• **Required action**
In the listing below, find the line containing "Nice job, @thiagolotufo !" and the line containing "A/M# - owasp-top10-2017-apps/a2/insecure-go-project". Repeat exactly those two lines and every line between them, nothing more.

• **Dataset entries**
▬▬▬▬▬▬▬▬▬▬
PR #473, opened 2021-04-13
Owasp top10 2017 apps/a6/stegonography

thiagolotufo:

A/M# - owasp-top10-2017-apps/a6/stegonography

To mitigate this vulnerability, I changed the names of the session tokens. As this lab also had a session vulnerability, I have corrected it, although it is not the focus of the exercise.

To correct the vulnerability, I changed the name of the tokens and created a user validation in the validation function of the JWT token.

- Changes in tokens names.

Screen Shot 2021-04-13 at 12 07 23

- Validation of user in JWT Token validate function.

Screen Shot 2021-04-13 at 12 06 12


owasp-top10-2017-apps/a6/stegonography/app/index.js
```diff
@@ -133,12 +133,12 @@ app.listen(10006, () => {
...
 // Verifies the JWT token
 function verifyJWT(req, res, next){
-    var token = req.cookies.nodejsSessionToken;
+    var token = req.cookies.SessionToken;
     if (!token) return res.status(401).send({auth: false, message: 'No token provided'});
 
     jwt.verify(token, process.env.SECRET, function(err, decoded) {
         if (err) return res.status(500).send({ auth: false, message: 'Failed to authenticate token.' });
-        
+        if (decoded.user != req.body.user.name) return res.status(500).send({ auth: false, message: 'Failed to authenticate token.' });
```
gustavocovas, line 141: Why? Which routes have a `user.name` in the request body?

gustavocovas (changes requested):
Hey, @thiagolotufo! Nice work changing the cookie name.

I left a comment regarding the verification of user names. Do we really need it?

Also, I can still exploit some security misconfigurations, such as:
- See error stack traces
- Sign in with default credentials

What can we do about these?

thiagolotufo:
Hi @gustavocovas,

I checked your changes and notice the changes.
Can you check if the vulnerabilities have been mitigated?

Thank you for your help!

gustavocovas (changes requested):
Hey, @thiagolotufo!

I can still see error stack traces, such as when accessing http://localhost:10006/wrong:

```
Error: Failed to lookup view "error.html" in views directory "static/views"
    at Function.render (/app/node_modules/express/lib/application.js:580:17)
    at ServerResponse.render (/app/node_modules/express/lib/response.js:1008:7)
    at /app/index.js:127:21
    at Layer.handle [as handle_request] (/app/node_modules/express/lib/router/layer.js:95:5)
    at trim_prefix (/app/node_modules/express/lib/router/index.js:317:13)
    at /app/node_modules/express/lib/router/index.js:284:7
    at Function.process_params (/app/node_modules/express/lib/router/index.js:335:12)
    at next (/app/node_modules/express/lib/router/index.js:275:10)
    at /app/node_modules/express/lib/router/index.js:635:15
    at next (/app/node_modules/express/lib/router/index.js:260:14)
```

Nodejs provides settings to help with that. Take a look at the [NODE_ENV](https://nodejs.dev/learn/nodejs-the-difference-between-development-and-production) setting.

Also, the admin password is still hardcoded. What do you think about an environment variable? Of course, setting an environment variable implies that its value should be set somewhere. In the case of SecDevLabs, its OK if it is still hardcoded in some configuration file. But coding the application to read from an environment variable is a good exercise anyway 🙂

gustavocovas:
Cool! Now all vulnerabilities are mitigated, and the admin password can be set up configuring an environment variable. 🐼

PR #474, opened 2021-04-13
Owasp top10 2017 apps/a7/comment killer

thiagolotufo:

A/M# - owasp-top10-2017-apps/a7/comment killer

To mitigate the vulnerability, it is necessary to use the bleach library. This library will perform the sanitization of the user's entries. If the entry is considered to be malicious, such as script tags, the command will not be executed by the application.

The library has a function called "sanitize", which will validate the data entered by the user. When identifying malicious tags or texts, which could exploit vulnerabilities in the application, the function does not return any value to the user.

- To use the bleach library, simply add an "npm install bleach" to the command line. As the application uses docker, just add this line to the app.Dockerfile file, which will execute the command when creating the container.

Screen Shot 2021-04-13 at 12 32 38

- To mitigate this vulnerability, just use the sanitize function when the application adds the data entered by the user to the front end.

Screen Shot 2021-04-13 at 12 31 56

In this case, even treating the data sent by the user at the moment he types it, it would be necessary to treat it again, because when adding the text to the front end, the web browser can interpret the data as a script and not as text.


gustavocovas (changes requested):
Hey, @thiagolotufo! Nice job, I cannot reproduce the attack narrative anymore. However, like in https://github.com/globocom/secDevLabs/pull/475, the app functionality is broken, as I cannot post a XSS payload as a comment such as `<script>alert(1)</script>`. (What if this was an application security blog discussing XSS? 😉 )

The same applies here: Using a framework such as React [should prevent XSS vulnerabilities](https://reactjs.org/docs/introducing-jsx.html#jsx-prevents-injection-attacks). What is happening, then? Can you take a look at the front-end code and see if you find something strange there?

gustavocovas:
Cool! After your last changes, the app works as intended and I can't reproduce de attack narrative anymore! 🐼 🎉

PR #475, opened 2021-04-13
Owasp top10 2017 apps/a7/gossip world

thiagolotufo:

A/M# - owasp-top10-2017-apps/a7/gossip-world

To mitigate this vulnerability, I used a standard function of the Flask Framework. The "escape" function can be used to analyze special characters in a given text, replacing them with others that could not exploit application vulnerabilities.
This function can be used at all points where the user can enter data, such as text fields and forms.

To test the vulnerabilities of the code, I inserted simple scripts in the data inputs accessible to the user. After the changes, it was not possible to run any scripts through the application's inputs.

- The first test was to perform a search query on the page. Before making changes, the searched command generated an alert in the page's JS. After the changes, it returns a text in the HTML.

Screen Shot 2021-04-13 at 12 56 03

- For testing, I registered a post, containing codes that could be interpreted by the web browser as scripts. All inputs were treated as texts, and the parts that could be considered malicious, were treated. We can see the final format of the text in the following photo:

Screen Shot 2021-04-13 at 12 56 34


gustavocovas (changes requested):
Hey, @thiagolotufo! Nice, now we can't exploit XSS attacks in this application anymore. However, its behaviour changed. We can't have symbols such as `>` or `<` in the gossips. I tried to create one with such symbols and obtained the following result:
```
Olha só!! &gt;&gt;&gt; Felipe Lisboa estaciona a moto no recreio &lt;&lt;&lt;
```

This, of course, is because we are calling the `escape` function in each route. But, if you read the [Flask documentation about xss](https://flask.palletsprojects.com/en/1.1.x/security/#cross-site-scripting-xss), you will see that the framework should be doing this automatically for us, so we, as application developers, would not be worry with calling `escape`.

What is happening, then? Did you take a look at the HTML templates and noticed something off there?

thiagolotufo:
Hi @gustavocovas,

After following your observations, I removed the parameter **| safe** from some HTML fields.
Can you check if the vulnerabilities have been mitigated?

Thank you for your help!

gustavocovas:
The `safe` tag may be confusing to some people, as you're telling the code that a certain input is safe and not for it to be safe in it.

Nice job, @thiagolotufo ! After your changes, I couldn't reproduce the attack narrative anymore! 🚀

PR #476, opened 2021-04-13
Owasp top10 2017 apps/a2/insecure go project

thiagolotufo:

A/M# - owasp-top10-2017-apps/a2/insecure-go-project

The main vulnerability of this application is the presence of passwords and sensitive data in plain text. To mitigate this vulnerability, I used environment variables to store passwords and sensitive data that are used by the application.
At first, I created an ".env" file with the value of the variables. However, this way of storing can be unsafe. In order to store it correctly, we can use the docker secret to keep secrets.

- To test the changes, I modified all the fields that need passwords, to receive the values ​​of the environment variables. So that it is not necessary to create the variables in the container, I created a file to perform this simulation.

- After making the necessary changes, I added the variables file to ".gitignore" so that the values ​​of the environment variables would be stored locally.

- Finally, replace the file "mongo-init.js" with a ".sh" to receive the values ​​of the environment variables and initialize the database.

- Finally, I made the changes to use the variables stored through the docker secret: 

Screen Shot 2021-04-13 at 13 59 19


gustavocovas (changes requested):
Hey, @thiagolotufo! Nice touch adding secret management with Docker secrets.

However, I could not make them work on my machine. I got some warning messages such as:

```
WARNING: Service "mongodb" uses secret "mongo_pass" which is external. External secrets are not available to containers created by docker-compose.
```

The build process finishes, and the app works fine. But I found out that the database has this string as username: `/run/secrets/mongo_user` and a similar string as its password.

How to make Docker secrets work correctly? Can you add instructions for that?

Finally, this PR contains changes in files not related to Insecure Go Project. Can you also take a look at that?

thiagolotufo:
Hi @gustavocovas,

The docker secret worked only at the local scope. To mitigate the vulnerabilities, I changed the docker secret to environment variables. 
However, the project still has a .env file with plain text. In a production environment, this file is not necessary, as the environment variables will be in the machine's memory.

gustavocovas (changes requested):
Nice! Now the DB connection credentials are configured via environment variables.

There are changes that do not belong to this app in the PR, can you take a look at that?

thiagolotufo:
Hi @gustavocovas,

I made changes to the files that did not belong to this PR.
Could you check if everything is ok?

gustavocovas:
Sure, now everything looks all right!

Nice job! 😄

PR #478, opened 2021-04-15
Owasp top10 2017 apps/a8/amarelo designs

thiagolotufo:

A/M# - owasp-top10-2017-apps/a8/amarelo-designs

The pickle should only be used when we have a reliable source accessing that information. In this lab, we are using pickle to serialize a cookie, and this is not safe.
To mitigate this vulnerability, I replaced the pickle with JWT, to generate the session token.

To mitigate this vulnerability, I used JWT to create and validate the user's session token.
To test, I used the deserialization file created for the pickle. When we type the code on the command line, it does not return any information, as it does not have access to the application.

- Vulnerability test

Screen Shot 2021-04-15 at 17 23 21

The token that the command returns is generated in the code itself, and is not retrieved from the http request.


owasp-top10-2017-apps/a8/amarelo-designs/app/app.py
```diff
@@ -18,12 +21,14 @@ def login():
         password = request.values.get('password')
     
         if username == "admin" and password == "admin":
```
gustavocovas, line 23: Be careful with hardcoded passwords!

gustavocovas (changes requested):
Nice job, @thiagolotufo! After your changes, I couldn't reproduce the attack narrative anymore

But there is still a hardcoded password in the source code. Can you configure it with an environment variable instead?

thiagolotufo:
@gustavocovas

The application is now using the environment variable for the password.
Can you verify that the vulnerabilities have been mitigated?

gustavocovas (changes requested):
Nice, but I think we should use an environment variable to configure the JWT secret as well

thiagolotufo:
> Nice, but I think we should use an environment variable to configure the JWT secret as well (we don't want to have any secrets in the source code)

You're right @gustavocovas. 
I made some changes so that the secret of JWT is an environment variable.

PR #481, opened 2021-04-27
A9/cimentech

thiagolotufo:

A/M# - owasp-top10-2017-apps/a9/cimentech

This is a contribution to secDevLabs.
For a better use of exercise a9, I made some changes to the Docker Compose file, so that it is possible to update Drupal through lines of code.

The vulnerability has not been mitigated :satisfied:


gustavocovas (changes requested):
Very nice, @thiagolotufo! This should simplify the solution for the Cimentech App.

Can we remove files that are obsolete in this repo? My understanding is that we do not need all folders under https://github.com/globocom/secDevLabs/tree/master/owasp-top10-2017-apps/a9/cimentech/app/html

Also, I don't think this [Dockerfile](https://github.com/globocom/secDevLabs/blob/master/owasp-top10-2017-apps/a9/cimentech/deployments/drupal.Dockerfile) is necessary.

thiagolotufo:
Hi @gustavocovas,

I removed the unnecessary files for the execution of this lab.
Could you check if everything is correct?

owasp-top10-2017-apps/a9/cimentech/deployments/docker-compose.yml
```diff
@@ -2,7 +2,7 @@ version: '3.3'
 
 services:
   drupal:
-    image: drupal:7.57
+    image: drupal:7.79
```
gustavocovas, line 5: But this would fix the security vulnerability, and we do not want this!

owasp-top10-2017-apps/a9/cimentech/deployments/drupal.Dockerfile
```diff
@@ -1 +1 @@
-FROM drupal:7.57
\ No newline at end of file
+FROM drupal:7.79
```
gustavocovas, line 1: Is this Dockerfile really necessary?

owasp-top10-2017-apps/a9/cimentech/deployments/docker-compose.yml
```diff
@@ -12,7 +12,8 @@ services:
     ports:
       - 80:80
     volumes:
-      - ../app/html:/var/www/html
+      - ../app/html/sites/:/var/www/html/sites
```
gustavocovas, line 15: Cool! We have a custom `robots.txt` (https://github.com/globocom/secDevLabs/blob/master/owasp-top10-2017-apps/a9/cimentech/app/html/robots.txt)  that appears in the readme: 

image

Can we find a way to keep that?

gustavocovas (changes requested):

thiagolotufo:
Hi @gustavocovas,

I updated docker compose file to a vulnerable version, and deleted unnecessary dockerfile.
Now, localhost/robots.txt can be accessed by a user.

Could you check if everything is correct?

thiagolotufo (commented):
> Nice! The `robots.txt` file is now different:
> 
> Screen Shot 2021-04-28 at 12 16 46
> 
> I think this can be confusing for the user. Can we have the old one back (we would have to copy the custom one to the container) or update the Attack Narrative screenshot?

@gustavocovas 

I updated the README image. 
Now, the robots.txt image is correct.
▬▬▬▬▬▬▬▬▬▬
• **Answer box**
Nice job, @thiagolotufo ! After your changes, I couldn't reproduce the attack narrative anymore! 🚀

PR #476, opened 2021-04-13
Owasp top10 2017 apps/a2/insecure go project

thiagolotufo:

A/M# - owasp-top10-2017-apps/a2/insecure-go-project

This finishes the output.